◆ Records from a data source:
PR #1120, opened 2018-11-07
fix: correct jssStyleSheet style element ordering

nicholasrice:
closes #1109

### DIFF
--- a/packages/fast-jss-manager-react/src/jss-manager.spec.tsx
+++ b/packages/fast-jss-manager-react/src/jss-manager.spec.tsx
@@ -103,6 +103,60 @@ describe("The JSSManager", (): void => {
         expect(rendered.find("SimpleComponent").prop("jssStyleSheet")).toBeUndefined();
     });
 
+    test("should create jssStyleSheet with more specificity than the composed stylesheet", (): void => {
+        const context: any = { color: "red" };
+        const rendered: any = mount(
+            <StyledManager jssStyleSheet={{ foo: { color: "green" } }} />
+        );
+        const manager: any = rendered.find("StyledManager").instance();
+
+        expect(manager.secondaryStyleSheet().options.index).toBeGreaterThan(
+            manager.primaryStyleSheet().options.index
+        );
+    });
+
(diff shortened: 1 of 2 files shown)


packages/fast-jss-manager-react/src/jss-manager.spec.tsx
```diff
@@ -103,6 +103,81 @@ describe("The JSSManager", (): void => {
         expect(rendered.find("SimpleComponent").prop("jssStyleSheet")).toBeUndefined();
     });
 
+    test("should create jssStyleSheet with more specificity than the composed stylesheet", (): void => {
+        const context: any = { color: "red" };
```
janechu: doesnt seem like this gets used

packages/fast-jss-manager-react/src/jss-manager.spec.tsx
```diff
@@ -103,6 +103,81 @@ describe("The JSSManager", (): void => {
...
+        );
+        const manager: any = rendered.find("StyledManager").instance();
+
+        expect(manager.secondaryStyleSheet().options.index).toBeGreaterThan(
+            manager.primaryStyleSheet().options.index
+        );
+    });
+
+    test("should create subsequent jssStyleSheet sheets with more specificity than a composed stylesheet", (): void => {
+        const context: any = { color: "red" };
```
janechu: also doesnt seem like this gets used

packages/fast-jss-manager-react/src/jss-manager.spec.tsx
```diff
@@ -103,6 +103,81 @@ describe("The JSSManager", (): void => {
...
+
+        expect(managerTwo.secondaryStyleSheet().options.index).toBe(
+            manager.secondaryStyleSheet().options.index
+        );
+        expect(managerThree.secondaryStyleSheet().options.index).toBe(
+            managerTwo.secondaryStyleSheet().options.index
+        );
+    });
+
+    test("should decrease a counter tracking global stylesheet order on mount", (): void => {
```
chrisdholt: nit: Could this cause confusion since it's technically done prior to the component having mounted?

◆ AIM OF THE EXERCISE:
Repeat verbatim the opening run of entries, ending with the line that contains "-103,6 +103,60 @@".

◆ SOLUTION TO THIS PROBLEM:
PR #1120, opened 2018-11-07
fix: correct jssStyleSheet style element ordering

nicholasrice:
closes #1109

### DIFF
--- a/packages/fast-jss-manager-react/src/jss-manager.spec.tsx
+++ b/packages/fast-jss-manager-react/src/jss-manager.spec.tsx
@@ -103,6 +103,60 @@ describe("The JSSManager", (): void => {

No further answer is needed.